**INSTRUCTIONS FOR THE TASK:**
Using the records that appear below, write out exactly the lines from the one with "PR #5350, opened 2026-07-26" through the one with "fix(security): close unauthenticated", keeping both end lines.

**WORKING DATA:**

►

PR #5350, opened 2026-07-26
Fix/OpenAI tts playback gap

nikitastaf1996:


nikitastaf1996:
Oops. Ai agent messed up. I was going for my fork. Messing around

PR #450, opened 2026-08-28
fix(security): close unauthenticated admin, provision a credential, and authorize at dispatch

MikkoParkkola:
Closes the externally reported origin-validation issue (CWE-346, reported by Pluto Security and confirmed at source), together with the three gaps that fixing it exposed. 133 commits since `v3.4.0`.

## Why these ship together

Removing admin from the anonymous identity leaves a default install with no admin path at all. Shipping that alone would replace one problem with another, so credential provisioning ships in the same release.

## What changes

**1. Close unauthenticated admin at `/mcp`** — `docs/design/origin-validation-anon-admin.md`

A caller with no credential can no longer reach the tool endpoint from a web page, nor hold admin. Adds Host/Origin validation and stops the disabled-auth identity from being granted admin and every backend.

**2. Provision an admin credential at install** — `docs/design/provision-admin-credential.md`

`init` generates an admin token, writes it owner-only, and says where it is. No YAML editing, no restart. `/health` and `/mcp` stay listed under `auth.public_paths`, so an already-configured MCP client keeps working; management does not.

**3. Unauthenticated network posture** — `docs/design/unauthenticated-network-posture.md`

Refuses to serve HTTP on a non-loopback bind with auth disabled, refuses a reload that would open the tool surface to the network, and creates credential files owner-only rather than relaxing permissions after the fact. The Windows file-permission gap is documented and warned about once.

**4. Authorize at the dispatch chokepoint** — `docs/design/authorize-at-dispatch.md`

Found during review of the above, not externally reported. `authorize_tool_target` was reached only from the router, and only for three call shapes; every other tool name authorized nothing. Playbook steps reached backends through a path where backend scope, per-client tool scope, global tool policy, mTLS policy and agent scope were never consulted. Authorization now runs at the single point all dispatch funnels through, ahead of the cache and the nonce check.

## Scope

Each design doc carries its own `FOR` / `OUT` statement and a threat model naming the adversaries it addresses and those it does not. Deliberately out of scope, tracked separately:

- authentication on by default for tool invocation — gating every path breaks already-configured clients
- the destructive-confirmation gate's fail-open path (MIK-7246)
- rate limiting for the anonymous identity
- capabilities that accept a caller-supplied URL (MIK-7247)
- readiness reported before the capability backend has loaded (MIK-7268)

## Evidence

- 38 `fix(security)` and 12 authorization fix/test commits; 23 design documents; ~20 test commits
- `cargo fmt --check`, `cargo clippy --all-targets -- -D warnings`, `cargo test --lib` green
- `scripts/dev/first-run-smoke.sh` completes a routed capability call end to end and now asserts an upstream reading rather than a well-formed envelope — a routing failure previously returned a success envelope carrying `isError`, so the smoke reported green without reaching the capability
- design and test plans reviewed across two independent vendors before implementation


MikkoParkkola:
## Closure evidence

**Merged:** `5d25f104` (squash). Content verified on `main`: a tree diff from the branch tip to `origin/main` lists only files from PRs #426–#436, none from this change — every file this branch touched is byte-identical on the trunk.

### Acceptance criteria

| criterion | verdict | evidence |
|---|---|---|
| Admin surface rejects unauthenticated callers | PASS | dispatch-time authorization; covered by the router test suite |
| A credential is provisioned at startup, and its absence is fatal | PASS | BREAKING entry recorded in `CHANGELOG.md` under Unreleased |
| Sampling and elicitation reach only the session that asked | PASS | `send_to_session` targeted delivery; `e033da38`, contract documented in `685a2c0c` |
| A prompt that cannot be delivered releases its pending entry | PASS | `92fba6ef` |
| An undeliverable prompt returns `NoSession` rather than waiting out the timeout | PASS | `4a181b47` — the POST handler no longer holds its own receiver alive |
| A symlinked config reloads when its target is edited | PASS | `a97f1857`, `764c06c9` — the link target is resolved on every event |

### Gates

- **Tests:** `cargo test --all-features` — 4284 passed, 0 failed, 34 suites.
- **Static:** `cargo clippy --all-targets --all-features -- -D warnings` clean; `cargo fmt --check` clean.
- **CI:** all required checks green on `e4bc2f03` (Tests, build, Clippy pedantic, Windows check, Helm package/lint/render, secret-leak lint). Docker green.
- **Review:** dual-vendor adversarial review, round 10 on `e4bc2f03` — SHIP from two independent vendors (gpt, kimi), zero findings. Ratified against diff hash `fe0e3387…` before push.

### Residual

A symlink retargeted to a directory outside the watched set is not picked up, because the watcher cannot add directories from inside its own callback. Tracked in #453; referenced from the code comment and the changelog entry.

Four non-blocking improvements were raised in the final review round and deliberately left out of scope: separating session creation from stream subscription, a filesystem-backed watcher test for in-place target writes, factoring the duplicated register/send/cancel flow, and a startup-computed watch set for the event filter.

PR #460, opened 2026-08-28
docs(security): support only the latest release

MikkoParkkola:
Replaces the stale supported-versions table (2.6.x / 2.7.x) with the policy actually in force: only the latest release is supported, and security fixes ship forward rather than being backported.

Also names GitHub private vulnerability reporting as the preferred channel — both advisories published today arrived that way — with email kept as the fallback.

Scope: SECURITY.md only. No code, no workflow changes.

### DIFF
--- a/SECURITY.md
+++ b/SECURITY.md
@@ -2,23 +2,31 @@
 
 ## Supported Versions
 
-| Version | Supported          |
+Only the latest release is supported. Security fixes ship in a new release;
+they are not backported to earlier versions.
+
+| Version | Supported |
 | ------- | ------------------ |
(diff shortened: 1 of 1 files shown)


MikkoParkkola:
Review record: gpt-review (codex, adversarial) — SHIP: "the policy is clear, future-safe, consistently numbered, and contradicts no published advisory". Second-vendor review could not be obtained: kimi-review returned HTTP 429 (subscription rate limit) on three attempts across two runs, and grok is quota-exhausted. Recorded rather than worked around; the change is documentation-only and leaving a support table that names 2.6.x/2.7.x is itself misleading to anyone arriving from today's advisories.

◄
►

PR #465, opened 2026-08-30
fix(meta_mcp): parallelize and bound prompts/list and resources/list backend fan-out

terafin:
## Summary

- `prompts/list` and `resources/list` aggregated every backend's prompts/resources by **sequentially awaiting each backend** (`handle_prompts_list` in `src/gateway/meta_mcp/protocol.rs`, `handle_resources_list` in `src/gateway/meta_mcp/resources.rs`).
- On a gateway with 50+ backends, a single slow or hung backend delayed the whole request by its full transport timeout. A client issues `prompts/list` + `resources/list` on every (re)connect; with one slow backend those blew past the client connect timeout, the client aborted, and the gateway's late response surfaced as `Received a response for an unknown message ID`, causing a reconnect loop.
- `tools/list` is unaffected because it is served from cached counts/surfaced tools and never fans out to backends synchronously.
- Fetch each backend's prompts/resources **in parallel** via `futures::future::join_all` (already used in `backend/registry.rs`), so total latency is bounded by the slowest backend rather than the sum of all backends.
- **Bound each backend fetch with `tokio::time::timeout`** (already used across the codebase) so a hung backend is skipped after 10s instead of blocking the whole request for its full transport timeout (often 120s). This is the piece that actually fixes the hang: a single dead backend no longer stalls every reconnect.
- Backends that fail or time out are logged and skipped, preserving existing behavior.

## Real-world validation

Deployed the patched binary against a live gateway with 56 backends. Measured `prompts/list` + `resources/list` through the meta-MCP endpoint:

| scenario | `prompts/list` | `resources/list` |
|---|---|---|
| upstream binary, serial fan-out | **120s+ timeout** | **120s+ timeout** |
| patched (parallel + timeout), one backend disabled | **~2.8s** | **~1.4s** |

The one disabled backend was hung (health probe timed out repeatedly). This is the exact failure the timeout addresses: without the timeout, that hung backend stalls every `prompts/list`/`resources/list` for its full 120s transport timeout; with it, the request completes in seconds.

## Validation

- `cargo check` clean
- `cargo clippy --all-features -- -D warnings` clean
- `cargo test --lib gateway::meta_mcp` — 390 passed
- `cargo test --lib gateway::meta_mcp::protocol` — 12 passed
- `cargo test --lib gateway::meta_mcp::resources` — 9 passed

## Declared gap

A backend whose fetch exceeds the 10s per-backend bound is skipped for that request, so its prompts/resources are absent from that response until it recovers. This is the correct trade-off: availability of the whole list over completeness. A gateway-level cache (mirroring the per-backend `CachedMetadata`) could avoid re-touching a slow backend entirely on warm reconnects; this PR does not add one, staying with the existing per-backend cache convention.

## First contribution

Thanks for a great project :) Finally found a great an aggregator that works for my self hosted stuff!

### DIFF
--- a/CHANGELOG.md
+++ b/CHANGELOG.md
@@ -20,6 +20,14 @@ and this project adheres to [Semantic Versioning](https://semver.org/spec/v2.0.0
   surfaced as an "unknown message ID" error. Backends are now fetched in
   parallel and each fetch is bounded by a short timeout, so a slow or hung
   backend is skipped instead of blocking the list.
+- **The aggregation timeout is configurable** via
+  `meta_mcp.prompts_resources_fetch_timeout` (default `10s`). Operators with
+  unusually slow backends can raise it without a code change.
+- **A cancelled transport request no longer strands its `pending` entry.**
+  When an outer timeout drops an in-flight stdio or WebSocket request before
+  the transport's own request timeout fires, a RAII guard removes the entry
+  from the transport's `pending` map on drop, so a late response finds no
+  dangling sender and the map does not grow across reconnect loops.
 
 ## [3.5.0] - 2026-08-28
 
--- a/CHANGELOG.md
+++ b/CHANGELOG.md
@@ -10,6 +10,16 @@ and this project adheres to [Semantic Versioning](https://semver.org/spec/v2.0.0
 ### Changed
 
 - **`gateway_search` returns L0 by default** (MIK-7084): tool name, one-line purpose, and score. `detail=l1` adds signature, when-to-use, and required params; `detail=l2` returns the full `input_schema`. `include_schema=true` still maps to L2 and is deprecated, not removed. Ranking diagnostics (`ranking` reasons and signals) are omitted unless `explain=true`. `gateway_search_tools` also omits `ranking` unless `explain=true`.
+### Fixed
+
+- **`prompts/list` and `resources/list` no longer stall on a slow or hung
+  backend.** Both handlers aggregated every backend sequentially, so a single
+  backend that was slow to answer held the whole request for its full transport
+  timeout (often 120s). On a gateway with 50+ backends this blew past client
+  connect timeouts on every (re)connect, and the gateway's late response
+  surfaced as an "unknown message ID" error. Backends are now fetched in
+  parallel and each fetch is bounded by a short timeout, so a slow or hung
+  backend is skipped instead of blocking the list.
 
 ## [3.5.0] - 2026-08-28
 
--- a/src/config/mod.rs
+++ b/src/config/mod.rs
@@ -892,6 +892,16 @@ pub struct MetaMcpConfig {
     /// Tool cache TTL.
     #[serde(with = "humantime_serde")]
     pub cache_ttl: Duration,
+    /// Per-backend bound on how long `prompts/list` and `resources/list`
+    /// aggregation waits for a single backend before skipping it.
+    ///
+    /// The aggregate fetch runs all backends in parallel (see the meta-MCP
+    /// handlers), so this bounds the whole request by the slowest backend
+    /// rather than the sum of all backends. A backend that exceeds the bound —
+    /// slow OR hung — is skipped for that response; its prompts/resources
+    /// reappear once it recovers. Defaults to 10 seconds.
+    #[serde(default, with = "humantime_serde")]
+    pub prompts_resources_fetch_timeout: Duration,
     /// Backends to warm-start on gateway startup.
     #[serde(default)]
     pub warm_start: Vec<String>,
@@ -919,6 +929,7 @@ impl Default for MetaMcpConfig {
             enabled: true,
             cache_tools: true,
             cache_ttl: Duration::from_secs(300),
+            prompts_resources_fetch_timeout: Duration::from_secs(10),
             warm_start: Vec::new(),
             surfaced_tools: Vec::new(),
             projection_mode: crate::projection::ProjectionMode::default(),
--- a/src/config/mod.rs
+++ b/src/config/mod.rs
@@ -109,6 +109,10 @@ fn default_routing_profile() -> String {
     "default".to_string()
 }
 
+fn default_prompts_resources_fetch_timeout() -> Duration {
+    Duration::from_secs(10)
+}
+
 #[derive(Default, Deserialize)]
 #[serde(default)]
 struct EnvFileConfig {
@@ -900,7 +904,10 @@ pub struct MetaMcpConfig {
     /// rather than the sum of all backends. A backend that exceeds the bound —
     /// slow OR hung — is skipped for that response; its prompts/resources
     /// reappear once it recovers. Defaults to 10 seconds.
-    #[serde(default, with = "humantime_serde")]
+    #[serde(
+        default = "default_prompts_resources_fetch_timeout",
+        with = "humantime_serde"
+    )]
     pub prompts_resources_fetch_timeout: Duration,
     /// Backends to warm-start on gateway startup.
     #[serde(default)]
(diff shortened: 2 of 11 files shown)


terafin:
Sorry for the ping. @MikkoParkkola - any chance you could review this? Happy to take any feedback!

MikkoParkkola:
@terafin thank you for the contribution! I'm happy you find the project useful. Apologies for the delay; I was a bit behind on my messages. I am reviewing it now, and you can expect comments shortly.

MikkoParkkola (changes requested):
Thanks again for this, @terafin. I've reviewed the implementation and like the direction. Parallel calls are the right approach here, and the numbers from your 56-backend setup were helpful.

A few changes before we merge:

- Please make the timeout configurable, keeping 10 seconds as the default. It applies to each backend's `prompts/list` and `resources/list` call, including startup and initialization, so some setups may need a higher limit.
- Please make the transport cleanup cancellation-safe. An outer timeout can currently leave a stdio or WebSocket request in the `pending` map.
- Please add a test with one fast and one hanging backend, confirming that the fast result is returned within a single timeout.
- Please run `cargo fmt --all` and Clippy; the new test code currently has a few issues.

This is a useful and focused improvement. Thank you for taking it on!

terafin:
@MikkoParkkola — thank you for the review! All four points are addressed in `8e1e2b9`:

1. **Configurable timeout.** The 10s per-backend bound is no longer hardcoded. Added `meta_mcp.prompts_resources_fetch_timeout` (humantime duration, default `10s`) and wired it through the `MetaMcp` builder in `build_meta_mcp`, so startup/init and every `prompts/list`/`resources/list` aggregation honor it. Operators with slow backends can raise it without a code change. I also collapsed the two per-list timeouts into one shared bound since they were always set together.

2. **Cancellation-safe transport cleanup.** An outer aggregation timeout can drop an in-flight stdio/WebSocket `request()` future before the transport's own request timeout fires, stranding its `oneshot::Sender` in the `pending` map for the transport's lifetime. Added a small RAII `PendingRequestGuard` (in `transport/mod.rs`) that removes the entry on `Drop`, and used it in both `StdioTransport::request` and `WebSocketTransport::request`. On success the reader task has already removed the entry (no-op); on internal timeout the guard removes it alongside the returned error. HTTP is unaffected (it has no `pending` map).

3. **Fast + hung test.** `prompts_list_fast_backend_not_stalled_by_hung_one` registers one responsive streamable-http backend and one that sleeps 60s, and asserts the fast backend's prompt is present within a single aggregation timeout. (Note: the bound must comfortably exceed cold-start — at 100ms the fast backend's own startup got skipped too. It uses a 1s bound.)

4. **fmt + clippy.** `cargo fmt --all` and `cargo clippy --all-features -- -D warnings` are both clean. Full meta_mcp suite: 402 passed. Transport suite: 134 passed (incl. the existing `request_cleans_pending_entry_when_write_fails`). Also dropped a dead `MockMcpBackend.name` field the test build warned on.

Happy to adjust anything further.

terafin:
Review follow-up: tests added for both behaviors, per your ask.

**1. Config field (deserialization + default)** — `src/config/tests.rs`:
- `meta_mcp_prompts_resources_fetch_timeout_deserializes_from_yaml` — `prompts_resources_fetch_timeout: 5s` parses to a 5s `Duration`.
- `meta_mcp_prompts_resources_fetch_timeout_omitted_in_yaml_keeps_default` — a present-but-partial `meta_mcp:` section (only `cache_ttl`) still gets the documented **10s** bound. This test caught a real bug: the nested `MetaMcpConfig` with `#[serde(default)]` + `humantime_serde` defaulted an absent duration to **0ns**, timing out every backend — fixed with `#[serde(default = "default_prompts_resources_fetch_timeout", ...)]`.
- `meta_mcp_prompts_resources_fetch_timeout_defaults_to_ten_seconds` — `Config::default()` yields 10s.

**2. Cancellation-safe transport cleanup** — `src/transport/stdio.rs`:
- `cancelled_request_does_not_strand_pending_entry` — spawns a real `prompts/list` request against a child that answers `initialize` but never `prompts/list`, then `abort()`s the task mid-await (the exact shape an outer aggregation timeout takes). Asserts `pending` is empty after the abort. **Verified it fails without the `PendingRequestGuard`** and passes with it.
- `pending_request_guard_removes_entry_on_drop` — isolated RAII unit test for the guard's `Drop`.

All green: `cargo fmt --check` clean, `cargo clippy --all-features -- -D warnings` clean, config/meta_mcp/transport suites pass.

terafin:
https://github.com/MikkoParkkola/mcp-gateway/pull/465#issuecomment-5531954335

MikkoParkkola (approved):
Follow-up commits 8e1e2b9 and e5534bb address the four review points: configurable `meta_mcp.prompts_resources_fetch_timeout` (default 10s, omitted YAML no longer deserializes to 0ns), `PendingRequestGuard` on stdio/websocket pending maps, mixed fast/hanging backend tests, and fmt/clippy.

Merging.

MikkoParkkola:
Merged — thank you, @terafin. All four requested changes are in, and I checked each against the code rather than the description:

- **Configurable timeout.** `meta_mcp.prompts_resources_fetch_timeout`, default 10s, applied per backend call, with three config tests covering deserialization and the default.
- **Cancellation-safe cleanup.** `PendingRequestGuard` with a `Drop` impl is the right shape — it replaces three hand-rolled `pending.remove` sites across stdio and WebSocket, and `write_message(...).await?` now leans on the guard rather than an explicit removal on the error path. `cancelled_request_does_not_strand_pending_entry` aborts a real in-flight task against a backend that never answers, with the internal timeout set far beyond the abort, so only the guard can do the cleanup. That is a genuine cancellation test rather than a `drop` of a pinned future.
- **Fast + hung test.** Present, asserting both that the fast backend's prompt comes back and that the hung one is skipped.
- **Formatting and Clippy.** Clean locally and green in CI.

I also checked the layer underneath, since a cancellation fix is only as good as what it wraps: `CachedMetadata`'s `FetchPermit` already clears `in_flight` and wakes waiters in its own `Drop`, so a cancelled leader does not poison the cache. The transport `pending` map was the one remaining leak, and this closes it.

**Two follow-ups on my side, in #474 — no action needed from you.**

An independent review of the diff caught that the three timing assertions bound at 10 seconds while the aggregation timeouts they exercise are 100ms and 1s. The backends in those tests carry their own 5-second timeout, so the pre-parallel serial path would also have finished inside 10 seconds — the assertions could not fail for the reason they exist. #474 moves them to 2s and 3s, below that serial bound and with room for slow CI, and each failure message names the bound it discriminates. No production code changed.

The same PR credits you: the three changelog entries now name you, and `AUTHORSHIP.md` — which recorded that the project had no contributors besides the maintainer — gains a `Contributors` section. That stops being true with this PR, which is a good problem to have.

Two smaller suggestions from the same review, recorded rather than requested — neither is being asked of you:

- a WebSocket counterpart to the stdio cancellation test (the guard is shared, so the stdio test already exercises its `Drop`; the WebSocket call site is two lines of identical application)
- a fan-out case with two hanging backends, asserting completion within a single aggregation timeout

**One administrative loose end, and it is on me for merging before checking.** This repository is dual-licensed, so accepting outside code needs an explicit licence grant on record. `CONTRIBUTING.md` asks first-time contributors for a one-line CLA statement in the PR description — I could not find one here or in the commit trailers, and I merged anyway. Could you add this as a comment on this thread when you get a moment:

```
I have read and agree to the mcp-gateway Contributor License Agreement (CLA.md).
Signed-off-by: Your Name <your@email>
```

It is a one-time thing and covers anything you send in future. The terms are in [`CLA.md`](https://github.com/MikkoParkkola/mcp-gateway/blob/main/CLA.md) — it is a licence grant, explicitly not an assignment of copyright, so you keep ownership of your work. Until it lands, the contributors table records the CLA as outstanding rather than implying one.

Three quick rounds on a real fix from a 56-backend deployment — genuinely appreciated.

◄

**TASK ANSWER:**
PR #5350, opened 2026-07-26
Fix/OpenAI tts playback gap

nikitastaf1996:


nikitastaf1996:
Oops. Ai agent messed up. I was going for my fork. Messing around

PR #450, opened 2026-08-28
fix(security): close unauthenticated admin, provision a credential, and authorize at dispatch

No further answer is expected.